Wednesday, April 23, 2008

"you're either ripe and rotting, or green and growing."


self portrait of me as a teacher


I recently went to a surprisingly helpful teacher training where a fellow teacher said the quote above. we were discussing how in the first year of teaching, you practically write out a script for every lesson plan so that you feel like you’re somewhat prepared for the ruckus that awaits every new period of class. and in my first year, I was pretty damn “ripe and rotting” – I remember crying almost every week my first two months of teaching, being overwhelmed with planning and performing spectacular and relevant lesson plans everyday, and being disappointed at the lacking ratio of my efforts in relation to my students efforts.

in my second year of teaching, with 2 months left to spring semester, how do I feel? a little of both. I feel a little “green” – I know I’ve grown so much since last year – I can crank out lesson plans subconsciously as I’m waking up in the morning and driving to school; I don’t feel butt hurt every time I get a smart ass comment (“damn teacher, you on your period or somethin?”); I can navigate my way throughout the period where [most] students are engaged and know they’re accountable for learning.

however... I’m definitely still “ripe and rotting” with a lot of other shit. and in my second year, since I got down some strategies as a teacher, I’m starting to realize a lot of other shortcomings of my own, and especially, of my school, and the public school system as a whole. I became a teacher to meet the needs of all students, but the more I teach [or try to teach], the more confused I get as to what exactly my students’ needs are.

the state of california, and my district, seem to know what students’ needs are: getting textbook-based lessons (boring), getting standards-based instruction (boring and tedious, yet… I suppose necessary), having disciplined and structured learning environments (does that mean kicking students off campus right after the bell? getting a suspension notice for at least one of my students every other week?), doing well on standardized tests (boring, boring, tedious, boring).
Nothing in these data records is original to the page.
PR #150, opened 2024-01-24
fix(`consensus`): ensure into_signed forces correct format for eip1559/2930 txs

### LINKED ISSUE #144: [Bug] Signers apply EIP-155 even for EIP-{1559,2718} transactions
### Component

signers

_No response_

### Operating System

None

### Describe the bug

Signers::sign_transaction and SignerSync::sign_transaction_sync should not apply EIP-155 when the signer's chain_id is None. Indeed, this is the expected behavior according to [Signer's docstring](https://github.com/alloy-rs/alloy/blob/main/crates/signer/src/signer.rs#L59), but EIP-155 is applied anyway if the chain ID is found on the transaction instead.

Ref: https://github.com/alloy-rs/alloy/blob/2ee7b8b2821294f0661b2588e1fd7fcd2640adc0/crates/signer/src/signer.rs#L87

EIP-{1559,2718} always embed a chain ID value but they're not compatible with EIP-155. Thus, they get an EIP-155 signature when they shouldn't.

Evalir:
## Motivation

Closes #144. 

## Solution

This ensures that, at the time of combining the signature with the tx, the correct format is applied for 2930/1559 txs, removing any eip-155 application.

## PR Checklist

- [ ] Added Tests
- [ ] Added Documentation
- [ ] Breaking changes

### DIFF
--- a/crates/consensus/src/transaction/eip1559.rs
+++ b/crates/consensus/src/transaction/eip1559.rs
@@ -231,7 +231,6 @@ impl Decodable for TxEip1559 {
 
 impl Transaction for TxEip1559 {
     type Signature = Signature;
-    // type Receipt = ReceiptWithBloom;
 
     fn into_signed(self, signature: Signature) -> Signed<Self> {
         let mut buf = vec![];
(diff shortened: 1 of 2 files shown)


prestwich (approved):
lgtm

and I thought I knew what students need: relevant education so that they can become curious and critical thinkers, project-oriented lessons where students apply concepts, a space where they feel valued by everyone. as an english teacher, I give students a lot of space to write about their own experiences, and sometimes these assignments give me another glimpse into what my students really need.
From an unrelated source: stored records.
PR #151, opened 2024-01-24
chore(`genesis`): do not make genesis fill out its fields by default

Evalir:
## Motivation

#120 ported over the genesis utilities from ethers, but also made it `#[serde(default)]`. I don't think this is desirable as this can lead to footguns—the provider of the genesis file must ensure it's filled out correctly.

## Solution

Revert to the way we used to mark the fields as default.

## PR Checklist

- [ ] Added Tests
- [ ] Added Documentation
- [ ] Breaking changes

### DIFF
--- a/crates/genesis/src/lib.rs
+++ b/crates/genesis/src/lib.rs
@@ -257,7 +257,7 @@ impl GenesisAccount {
 /// struct](https://github.com/ethereum/go-ethereum/blob/64dccf7aa411c5c7cd36090c3d9b9892945ae813/params/config.go#L349)
 /// for the source of each field.
 #[derive(Clone, Debug, Deserialize, Serialize, Default, PartialEq, Eq)]
-#[serde(default, rename_all = "camelCase")]
+#[serde(rename_all = "camelCase")]
 pub struct ChainConfig {
     /// The network's chain ID.
     #[serde(default = "mainnet_id")]
--- a/crates/genesis/src/lib.rs
+++ b/crates/genesis/src/lib.rs
@@ -28,7 +28,7 @@ use std::collections::HashMap;
 
 /// The genesis block specification.
 #[derive(Clone, Debug, Default, Serialize, Deserialize, PartialEq, Eq)]
-#[serde(rename_all = "camelCase", default)]
+#[serde(rename_all = "camelCase")]
 pub struct Genesis {
     /// The fork configuration for this network.
     #[serde(default)]
--- a/crates/genesis/src/lib.rs
+++ b/crates/genesis/src/lib.rs
@@ -34,22 +34,25 @@ pub struct Genesis {
     #[serde(default)]
     pub config: ChainConfig,
     /// The genesis header nonce.
-    #[serde(with = "u64_hex_or_decimal")]
+    #[serde(default, with = "u64_hex_or_decimal")]
     pub nonce: u64,
     /// The genesis header timestamp.
-    #[serde(with = "u64_hex_or_decimal")]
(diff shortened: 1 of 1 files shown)


mattsse (commented):
> I don't think this is desirable as this can lead to footguns—the provider of the genesis file must ensure it's filled out correctly.

sorry can you clarify? looks like this PR does the opposite

mattsse:
wdyt @Rjected

crates/genesis/src/lib.rs
```diff
@@ -60,13 +63,13 @@ pub struct Genesis {
...
-    #[serde(skip_serializing_if = "Option::is_none", with = "u64_hex_or_decimal_opt")]
+    #[serde(skip_serializing_if = "Option::is_none", with = "u64_hex_or_decimal_opt", default)]
     pub base_fee_per_gas: Option<u64>,
     /// The genesis header excess blob gas
-    #[serde(skip_serializing_if = "Option::is_none", with = "u64_hex_or_decimal_opt")]
+    #[serde(skip_serializing_if = "Option::is_none", with = "u64_hex_or_decimal_opt", default)]
     pub excess_blob_gas: Option<u64>,
     /// The genesis header blob gas used
-    #[serde(skip_serializing_if = "Option::is_none", with = "u64_hex_or_decimal_opt")]
+    #[serde(skip_serializing_if = "Option::is_none", with = "u64_hex_or_decimal_opt", default)]
```
mattsse, line 72: these are redundant, no?

mattsse (changes requested):

Evalir:
So, before the genesis utility on ethers didn't mark the `Genesis` struct as default, but rather _most_ fields it had. When this was ported over to alloy, the whole `Genesis` struct was marked as default which actually caused the way this deserialized to change.

mattsse:
tbh idk if we want this, defer to @Rjected here, but sounds more like a loadAllocs issue

Evalir:
it's aight if we want to fix it directly on load allocs, but it does feel weird to me to let `Genesis` be instantiated by default as we usually read it from a file.

crates/genesis/src/lib.rs
mattsse: doesn't sound right

https://play.rust-lang.org/?version=stable&mode=debug&edition=2021&gist=768fa5e9e41d6a85af59b97b824077fb

crates/genesis/src/lib.rs
```diff
@@ -28,28 +28,31 @@ use std::collections::HashMap;
 
 /// The genesis block specification.
 #[derive(Clone, Debug, Default, Serialize, Deserialize, PartialEq, Eq)]
-#[serde(rename_all = "camelCase", default)]
+#[serde(rename_all = "camelCase")]
```
mattsse, line 31: I only notice this now,

I really don't understand why it is necessary to remove the struct's default and put it on every field

Evalir:
Let's fix on `loadAllocs` directly

mattsse:
what needs fixing exactly?
that's what's super unclear here to me

Evalir:
If you diff ethers-rs's `Genesis` vs alloy's `Genesis`, you'll see that alloy's genesis is marked as `#[serde(default)]`. This causes then deserialization to not fail even if fields are missing, e.g `alloc`. This is what causes the `loadAllocs` cheatcode to fail, as it always thinks it successfully read a `Genesis` file even when it might've just default-deserialized it.

The fix proposed here was to revert back to how ethers-rs was deserializing the `Genesis` struct. However, we can also just not change this, and fix over on the cheatcode.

case in point: I recently had a short story unit on the theme of violence, in which their last project was to write their own narrative about how violence has affected them. I knew many of my students could relate to that topic, but little did I know the extent to which they would dive into that topic.

Some excerpts from their narratives:
“How my Mom died”
- “Right after we left the hospital, she died. she died so fast it blinked before my eyes. to me, my mom --- died like ten times the pain of a wound.”
- “My sister put me through therapy because I wouldn’t talk or do anything. every day after school, I had to go talk to him. when people talked about my mom, I would go off then beat their ass. it was hard without my mom even though my sister was like my mom. in my head, I was still thinking that if my dad stayed we still could have been a wealthy, good family. a lot was going on, but I got over it until the judge made me move with my father and stepmom. I didn’t want to stay with them. till this day I still think it was my father ‘s fault she died.”
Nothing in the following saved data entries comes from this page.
Issue #123, opened 2024-01-18
[Feature] Move alloy-rpc-types serde_helpers mod to standalone crate


mattsse:
### Component

rpc-types

### Describe the feature you would like

having the commonly used helpers separately is useful.

for example

alloy-genesis needs them but doesn't need any of the rpc types itself

PR #155, opened 2024-01-25
add serde helpers crates 

DoTheBestToGetTheBest:
related : https://github.com/alloy-rs/alloy/issues/123

### DIFF
--- a/crates/rpc-types/Cargo.toml
+++ b/crates/rpc-types/Cargo.toml
@@ -32,13 +32,27 @@ proptest-derive = { version = "0.4", optional = true }
 # jsonrpsee
 jsonrpsee-types = { version = "0.20", optional = true }
 
+#serde_helper
+alloy-serde.workspace = true
+
+
 [features]
-arbitrary = ["dep:arbitrary", "dep:proptest-derive", "dep:proptest", "alloy-primitives/arbitrary"]
+arbitrary = [
+    "dep:arbitrary",
+    "dep:proptest-derive",
+    "dep:proptest",
+    "alloy-primitives/arbitrary",
+]
 jsonrpsee-types = ["dep:jsonrpsee-types"]
-ssz = ["dep:ethereum_ssz" ,"dep:ethereum_ssz_derive", "alloy-primitives/ssz"]
+ssz = ["dep:ethereum_ssz", "dep:ethereum_ssz_derive", "alloy-primitives/ssz"]
 
 [dev-dependencies]
-alloy-primitives = { workspace = true, features = ["rand", "rlp", "serde", "arbitrary"] }
+alloy-primitives = { workspace = true, features = [
+    "rand",
+    "rlp",
+    "serde",
+    "arbitrary",
+] }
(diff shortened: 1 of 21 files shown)


crates/serders/src/lib.rs
mattsse, line 1: this needs the same header as other crates

mattsse (changes requested):
good start, 
we now want this in all the other rpc crates so we can get rid of the serde_helpers.mod file

DoTheBestToGetTheBest:
> we now want this in all the other rpc crates so we can get rid of the serde_helpers.mod file

do you agree if this can be in separate pr ?

mattsse:
hey @DoTheBestToGetTheBest sorry for the late response

we want this as separate crate yes and then replace the current serde_helpers file in the rpc types crate

currently this duplicates the stuff, let's do it in one go

DoTheBestToGetTheBest:
> hey @DoTheBestToGetTheBest sorry for the late response


no problem (:
> we want this as separate crate yes and then replace the current serde_helpers file in the rpc types crate
> 
> currently this duplicates the stuff, let's do it in one go

okey will finish this

DoTheBestToGetTheBest:
@mattsse does it look great to you ? i don't know how can i run test here

DoTheBestToGetTheBest:
hey boss @mattsse does this looks great to you?

DoTheBestToGetTheBest:
@mattsse hey can you take look here pls

crates/rpc-types/Cargo.toml
```diff
@@ -32,13 +32,27 @@ proptest-derive = { version = "0.4", optional = true }
 # jsonrpsee
 jsonrpsee-types = { version = "0.20", optional = true }
 
+#serde_helper
+alloy-serde.workspace = true
```
mattsse, line 36: this should be moved to other alloy deps

crates/serders/src/lib.rs
```diff
@@ -0,0 +1,34 @@
+//! Serde helpers for primitive types.
```
mattsse, line 1: this needs the header, as used in other crates

crates/rpc-types/src/lib.rs
```diff
@@ -20,7 +20,5 @@
 #![cfg_attr(docsrs, feature(doc_cfg, doc_auto_cfg))]
 
 mod eth;
-pub mod serde_helpers;
```
mattsse, line 23: we want to keep the reexport for convenience, for now

mattsse (changes requested):

crates/rpc-types/src/lib.rs
DoTheBestToGetTheBest: > we want to keep the reexport for convenience, for now

sorry but i don't understand really what you means here

mattsse: `pub use alloy_serde as serde_helpers`

this way we don't break anything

Another student discussing the time she went to a homeless shelter because her mom left her and sister. She was later ordered by a court to be split from her sister and live with her father.
- “I really want to see her and my mom took that away from me and I bet you she won’t even care. it’s painful for me and my sister because it’s not right. we did everything we was suppose to do. I don’t understand why would somebody want to hurt us because it’s not cool. I really miss her and my mom doesn’t care about neither of us.”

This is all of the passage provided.